**Task statement**
Take the lines below between the one holding "trusty summary." and the one holding "for the review!", inclusive, and copy them exactly. Add nothing.

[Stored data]
◆ ◆ ◆

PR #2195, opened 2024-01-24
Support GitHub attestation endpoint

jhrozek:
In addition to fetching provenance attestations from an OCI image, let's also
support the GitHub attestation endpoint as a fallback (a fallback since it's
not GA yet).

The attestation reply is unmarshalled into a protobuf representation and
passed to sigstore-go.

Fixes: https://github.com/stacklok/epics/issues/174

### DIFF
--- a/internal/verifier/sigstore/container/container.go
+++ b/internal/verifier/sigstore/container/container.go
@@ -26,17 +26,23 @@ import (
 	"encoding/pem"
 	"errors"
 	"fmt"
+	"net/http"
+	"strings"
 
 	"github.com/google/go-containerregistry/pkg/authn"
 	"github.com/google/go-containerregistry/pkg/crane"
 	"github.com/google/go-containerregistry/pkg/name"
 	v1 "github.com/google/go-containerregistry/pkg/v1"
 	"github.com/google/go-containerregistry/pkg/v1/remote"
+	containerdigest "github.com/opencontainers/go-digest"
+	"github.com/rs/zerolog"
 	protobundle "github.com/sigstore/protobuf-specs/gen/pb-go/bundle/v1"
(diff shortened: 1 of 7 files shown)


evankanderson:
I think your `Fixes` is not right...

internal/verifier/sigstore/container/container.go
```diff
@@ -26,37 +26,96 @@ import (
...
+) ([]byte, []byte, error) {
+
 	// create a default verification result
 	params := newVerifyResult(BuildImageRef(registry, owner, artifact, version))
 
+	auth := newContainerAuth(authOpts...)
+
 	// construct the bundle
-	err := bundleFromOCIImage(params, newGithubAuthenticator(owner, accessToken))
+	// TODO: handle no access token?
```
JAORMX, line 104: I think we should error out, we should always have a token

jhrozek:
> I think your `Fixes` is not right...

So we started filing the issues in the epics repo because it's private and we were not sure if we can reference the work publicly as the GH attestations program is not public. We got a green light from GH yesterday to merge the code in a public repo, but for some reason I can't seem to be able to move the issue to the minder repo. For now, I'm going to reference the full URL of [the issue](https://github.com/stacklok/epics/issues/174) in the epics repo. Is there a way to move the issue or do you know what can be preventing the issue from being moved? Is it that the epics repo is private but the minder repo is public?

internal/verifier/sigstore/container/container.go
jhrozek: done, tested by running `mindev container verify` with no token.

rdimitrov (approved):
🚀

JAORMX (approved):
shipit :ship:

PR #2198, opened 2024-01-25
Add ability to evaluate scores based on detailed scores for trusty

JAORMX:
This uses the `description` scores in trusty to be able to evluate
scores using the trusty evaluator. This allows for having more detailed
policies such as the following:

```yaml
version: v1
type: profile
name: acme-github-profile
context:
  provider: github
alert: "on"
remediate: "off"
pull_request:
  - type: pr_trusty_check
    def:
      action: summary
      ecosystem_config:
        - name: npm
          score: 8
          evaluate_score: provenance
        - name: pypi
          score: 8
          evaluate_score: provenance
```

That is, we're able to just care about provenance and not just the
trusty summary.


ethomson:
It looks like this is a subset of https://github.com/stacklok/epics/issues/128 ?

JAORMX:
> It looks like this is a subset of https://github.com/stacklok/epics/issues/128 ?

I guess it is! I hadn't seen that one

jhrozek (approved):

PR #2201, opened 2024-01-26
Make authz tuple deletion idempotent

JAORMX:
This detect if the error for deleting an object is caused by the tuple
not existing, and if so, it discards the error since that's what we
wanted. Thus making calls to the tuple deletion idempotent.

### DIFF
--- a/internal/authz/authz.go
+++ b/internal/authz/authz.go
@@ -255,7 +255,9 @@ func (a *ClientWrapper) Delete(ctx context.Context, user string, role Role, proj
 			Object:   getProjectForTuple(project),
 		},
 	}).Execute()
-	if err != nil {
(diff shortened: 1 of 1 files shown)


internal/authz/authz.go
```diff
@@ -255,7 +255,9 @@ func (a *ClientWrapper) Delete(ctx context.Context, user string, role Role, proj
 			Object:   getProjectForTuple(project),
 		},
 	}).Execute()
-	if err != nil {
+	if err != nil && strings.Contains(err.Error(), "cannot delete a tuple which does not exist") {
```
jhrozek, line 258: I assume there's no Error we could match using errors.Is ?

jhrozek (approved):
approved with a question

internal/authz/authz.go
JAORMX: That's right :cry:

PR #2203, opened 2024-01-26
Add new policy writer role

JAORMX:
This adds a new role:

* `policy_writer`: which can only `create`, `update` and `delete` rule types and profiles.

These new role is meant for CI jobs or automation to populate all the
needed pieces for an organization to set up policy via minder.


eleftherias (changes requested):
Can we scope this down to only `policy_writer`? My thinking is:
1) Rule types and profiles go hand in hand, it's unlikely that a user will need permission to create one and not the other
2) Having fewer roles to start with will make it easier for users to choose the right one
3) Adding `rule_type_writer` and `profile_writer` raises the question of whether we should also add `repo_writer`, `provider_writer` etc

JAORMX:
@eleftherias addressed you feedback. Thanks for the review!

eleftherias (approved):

◆ ◆ ◆

**Exercise response**
trusty summary.


ethomson:
It looks like this is a subset of https://github.com/stacklok/epics/issues/128 ?

JAORMX:
> It looks like this is a subset of https://github.com/stacklok/epics/issues/128 ?

I guess it is! I hadn't seen that one

jhrozek (approved):

PR #2201, opened 2024-01-26
Make authz tuple deletion idempotent

JAORMX:
This detect if the error for deleting an object is caused by the tuple
not existing, and if so, it discards the error since that's what we
wanted. Thus making calls to the tuple deletion idempotent.

### DIFF
--- a/internal/authz/authz.go
+++ b/internal/authz/authz.go
@@ -255,7 +255,9 @@ func (a *ClientWrapper) Delete(ctx context.Context, user string, role Role, proj
 			Object:   getProjectForTuple(project),
 		},
 	}).Execute()
-	if err != nil {
(diff shortened: 1 of 1 files shown)


internal/authz/authz.go
```diff
@@ -255,7 +255,9 @@ func (a *ClientWrapper) Delete(ctx context.Context, user string, role Role, proj
 			Object:   getProjectForTuple(project),
 		},
 	}).Execute()
-	if err != nil {
+	if err != nil && strings.Contains(err.Error(), "cannot delete a tuple which does not exist") {
```
jhrozek, line 258: I assume there's no Error we could match using errors.Is ?

jhrozek (approved):
approved with a question

internal/authz/authz.go
JAORMX: That's right :cry:

PR #2203, opened 2024-01-26
Add new policy writer role

JAORMX:
This adds a new role:

* `policy_writer`: which can only `create`, `update` and `delete` rule types and profiles.

These new role is meant for CI jobs or automation to populate all the
needed pieces for an organization to set up policy via minder.


eleftherias (changes requested):
Can we scope this down to only `policy_writer`? My thinking is:
1) Rule types and profiles go hand in hand, it's unlikely that a user will need permission to create one and not the other
2) Having fewer roles to start with will make it easier for users to choose the right one
3) Adding `rule_type_writer` and `profile_writer` raises the question of whether we should also add `repo_writer`, `provider_writer` etc

JAORMX:
@eleftherias addressed you feedback. Thanks for the review!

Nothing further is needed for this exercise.